🤖 AI Summary
This study addresses the problem of fairly redistributing payment traffic under the regulatory constraint that no single UPI application may handle more than 30% of total transaction volume, modeling it as a Minimum Edge Activation Flow (MEAF) problem on a bipartite graph to minimize the number of additional payment applications users must install. The work formally defines this regulation-driven problem for the first time and proves its NP-completeness. To solve it efficiently, the authors propose a scalable two-stage decoupled allocation strategy (DTAS) that combines integer linear programming with heuristic methods, leveraging structural properties of traffic flows and capacity reuse mechanisms. Experimental results demonstrate that DTAS generates near-optimal, high-quality solutions within seconds on large-scale semi-synthetic networks, substantially improving regulatory compliance efficiency.
📝 Abstract
The concentration of digital payment transactions in just two UPI apps like PhonePe and Google Pay has raised concerns of duopoly in India s digital financial ecosystem.
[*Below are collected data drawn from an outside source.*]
PR #1998, opened 2019-12-28
Disable nocget optimization as it has issues with dup indices

adizaimi:
Disable skip_cget_in_db_put which was added as an optimization to not crack the btree twice upon write, and also help reduce deadlocks.
Modified insert_lots.test to have a dup index which exhibits the bug.


adizaimi:
Thiss will go into R7 only, in PR #2004. Masterbranch will get proper fix https://github.com/bloomberg/comdb2/pull/1999.

PR #1999, opened 2019-12-28
Fix: Get lock on node about to be split to avoid insert in wrong order

adizaimi:
Bug is that when insertion into an index is contended, sometimes we get values inserted in the wrong location (out of order). 
The reason for this bug is because we removed the cget() call in a previous checkin, however that cget() call write locks the page we are going to write. That write lock ensures that if we need to split the page, no other thread will sneak past and perform the split. Without that write lock, another thread can do the split of this node and we are left with a pointer to the left subtree--that is the wrong place to start search to perform the insert, thus we were getting wrong order in some of the keys inserted.
One solution is to perform bam_search from the root node rather than from the result of a split. 
However a better solution is to write lock the page before splitting it, so we are ensured to be the ones performing the split.
Including reproducer for the bug.


adizaimi:
For the record, I include here the active locks before and after releasing the lock stack, and it will help explain why this PR fixes the issue:
```
BEFORE: printing locks held fname=XXX.t_0000000000150000.index own=0 stack=1
2020/01/07 20:22:23 =-=-=-=-=-=-=-=-=-=-=-=-=-=-=-=-=-=-=-=-=-=-=-=-=
2020/01/07 20:22:23 Locks grouped by object
2020/01/07 20:22:23 TID            MRLocker Locker   Mode      Count Status  ----------------- Object ---------------
2020/01/07 20:22:23 0x7f3b2ec88700        0 80031a71 READ          1 HELD     tablelock t
2020/01/07 20:22:23 0x7f3b310f3700        0    7a13b READ          1 HELD     tablelock t
2020/01/07 20:22:23 0x7f3b2f089700        0 80031a73 READ          1 HELD     tablelock t
2020/01/07 20:22:23 0x7f3b2ec88700 80031a71 80031a72 WRITE         2 HELD    XXX.t_0000000000150000.index page     23835
2020/01/07 20:22:23 0x7f3b2f089700 80031a73 80031a74 WRITE         1 WAIT    XXX.t_0000000000150000.index page     23835
2020/01/07 20:22:23 0x7f3b2ec88700 80031a71 80031a72 WRITE         3 HELD    XXX.t_0000000000140000.datas3 page       264
2020/01/07 20:22:23 0x7f3b2f089700 80031a73 80031a74 WRITE         3 HELD    XXX.t_0000000000140000.datas4 page       264
AFTER: printing locks held own=0 stack=1
2020/01/07 20:22:23 =-=-=-=-=-=-=-=-=-=-=-=-=-=-=-=-=-=-=-=-=-=-=-=-=
2020/01/07 20:22:23 Locks grouped by object
2020/01/07 20:22:23 TID            MRLocker Locker   Mode      Count Status  ----------------- Object ---------------
2020/01/07 20:22:23 0x7f3b2ec88700        0 80031a71 READ          1 HELD     tablelock t
2020/01/07 20:22:23 0x7f3b2f089700        0 80031a73 READ          1 HELD     tablelock t
2020/01/07 20:22:23 0x7f3b2ec88700 80031a71 80031a72 WRITE         1 HELD    XXX.t_0000000000150000.index page     23835
2020/01/07 20:22:23 0x7f3b2f089700 80031a73 80031a74 WRITE         1 WAIT    XXX.t_0000000000150000.index page     23835
2020/01/07 20:22:23 0x7f3b2ec88700 80031a71 80031a72 WRITE         3 HELD    XXX.t_0000000000140000.datas3 page       264
2020/01/07 20:22:23 0x7f3b3261e700 80031a75 80031a76 WRITE         3 HELD    XXX.t_0000000000140000.datas5 page       264
2020/01/07 20:22:23 0x7f3b2f089700 80031a73 80031a74 WRITE         3 HELD    XXX.t_0000000000140000.datas4 page       264
```
Notice the lock count for XXX.t_0000000000150000.index page     23835, which goes from 2 to 1, thus we call bam_split with this page held in write lock mode. Without the fix in this PR, the lock count goes to zero.

adizaimi:
Also for completeness, I tested the changes in this PR, but removing the line getting the lock in: https://github.com/bloomberg/comdb2/pull/2007 and as you can see the test fails because of verify error.

adizaimi:
Wrong button, ment to comment only.

PR #2000, opened 2019-12-30
Fix omission of 'drop_view' from the 'get_ddl_type_str' schema change function.

mistachkin:
The function modified by this pull request appears to be used only from the schema change status (reporting) virtual table.  When a view is being dropped, it should now be reported with a type column value of "view".


mistachkin:
Both of the remaining test failures are confirmed false alarms.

To address this, the National Payments Corporation of India (NPCI) has mandated that no single UPI app should exceed 30 percent of total transaction volume. Enforcing this cap, however, poses a significant computational challenge: how to redistribute user transactions across apps without causing widespread user inconvenience while maintaining capacity limits? In this paper, we formalize this problem as the Minimum Edge Activation Flow (MEAF) problem on a bipartite network of users and apps, where activating an edge corresponds to a new app installation. The objective is to ensure a feasible flow respecting app capacities while minimizing additional activations. We further prove that Minimum Edge Activation Flow is NP-Complete. To address the computational challenge, we propose scalable heuristics, named Decoupled Two-Stage Allocation Strategy (DTAS), that exploit flow structure and capacity reuse. Experiments on large semi-synthetic transaction network data show that DTAS finds solutions close to the optimal ILP within seconds, offering a fast and practical way to enforce transaction caps fairly and efficiently.